*** Input records ***

PR #1980, opened 2026-08-12
feat!: remove enable_logs/metrics

jpnurmi:
> [!IMPORTANT]
> ### BREAKING CHANGE
> Remove `sentry_options_get/set_enable_logs` and `sentry_options_get/set_enable_metrics`
>
>> Structured logs and metrics have been enabled by default since `0.13`, and the options were deprecated and made no-ops in `0.16`.
>>
>> We recognize that this change may inconvenience applications that rely on the opt-out. Use `sentry_options_set_before_send_log` or `sentry_options_set_before_send_metric` to filter logs or metrics. We made this tradeoff deliberately because consistent behavior across SDK integrations will help most users successfully adopt these features.


limbonaut:
Consensus changed towards making `enable_logs` noop, and removing it in the next major. Although, from compile-time safety perspective, it's less important for native.

src/sentry_telemetry.c
```diff
@@ -7,21 +7,13 @@
...
 sentry__telemetry_startup(const sentry_options_t *options)
 {
-    if (options->enable_logs) {
-        sentry__logs_startup(options);
-    }
-    if (options->enable_metrics) {
-        sentry__metrics_startup(options);
-    }
+    sentry__logs_startup(options);
+    sentry__metrics_startup(options);
```
JoshuaMoelans: one of my only concerns here is starting the batcher threads for every SDK user now, even if they never call a single log/metric API. but think there's probably no real way around this 🤔

JoshuaMoelans:
I created a follow-up docs PR https://github.com/getsentry/sentry-docs/pull/19041 , to be merged after we release this one

src/sentry_telemetry.c
jpnurmi: Yeah, these unconditional threads are a bit annoying, but fortunately quite cheap because they don't do anything besides waiting on the condition variable.

Perhaps lazy batcher creation/start could be one option? It might introduce some latency for the first log/metric call, but it would be justified because it speeds up SDK init for everyone, and moves the cost for those who actually use logs and metrics...

JoshuaMoelans: I had a prototype of this approach in https://github.com/getsentry/sentry-native/pull/1611 that we ended up not doing back then, but might be worth reconsidering 👀

limbonaut (approved):
Nice!

mujacica (approved):

JoshuaMoelans (approved):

***

Task statement -
Restate the records, all of them, precisely as written.

Solved exercise -
PR #1980, opened 2026-08-12
feat!: remove enable_logs/metrics

jpnurmi:
> [!IMPORTANT]
> ### BREAKING CHANGE
> Remove `sentry_options_get/set_enable_logs` and `sentry_options_get/set_enable_metrics`
>
>> Structured logs and metrics have been enabled by default since `0.13`, and the options were deprecated and made no-ops in `0.16`.
>>
>> We recognize that this change may inconvenience applications that rely on the opt-out. Use `sentry_options_set_before_send_log` or `sentry_options_set_before_send_metric` to filter logs or metrics. We made this tradeoff deliberately because consistent behavior across SDK integrations will help most users successfully adopt these features.


limbonaut:
Consensus changed towards making `enable_logs` noop, and removing it in the next major. Although, from compile-time safety perspective, it's less important for native.

src/sentry_telemetry.c
```diff
@@ -7,21 +7,13 @@
...
 sentry__telemetry_startup(const sentry_options_t *options)
 {
-    if (options->enable_logs) {
-        sentry__logs_startup(options);
-    }
-    if (options->enable_metrics) {
-        sentry__metrics_startup(options);
-    }
+    sentry__logs_startup(options);
+    sentry__metrics_startup(options);
```
JoshuaMoelans: one of my only concerns here is starting the batcher threads for every SDK user now, even if they never call a single log/metric API. but think there's probably no real way around this 🤔

JoshuaMoelans:
I created a follow-up docs PR https://github.com/getsentry/sentry-docs/pull/19041 , to be merged after we release this one

src/sentry_telemetry.c
jpnurmi: Yeah, these unconditional threads are a bit annoying, but fortunately quite cheap because they don't do anything besides waiting on the condition variable.

Perhaps lazy batcher creation/start could be one option? It might introduce some latency for the first log/metric call, but it would be justified because it speeds up SDK init for everyone, and moves the cost for those who actually use logs and metrics...

JoshuaMoelans: I had a prototype of this approach in https://github.com/getsentry/sentry-native/pull/1611 that we ended up not doing back then, but might be worth reconsidering 👀

limbonaut (approved):
Nice!

mujacica (approved):

JoshuaMoelans (approved):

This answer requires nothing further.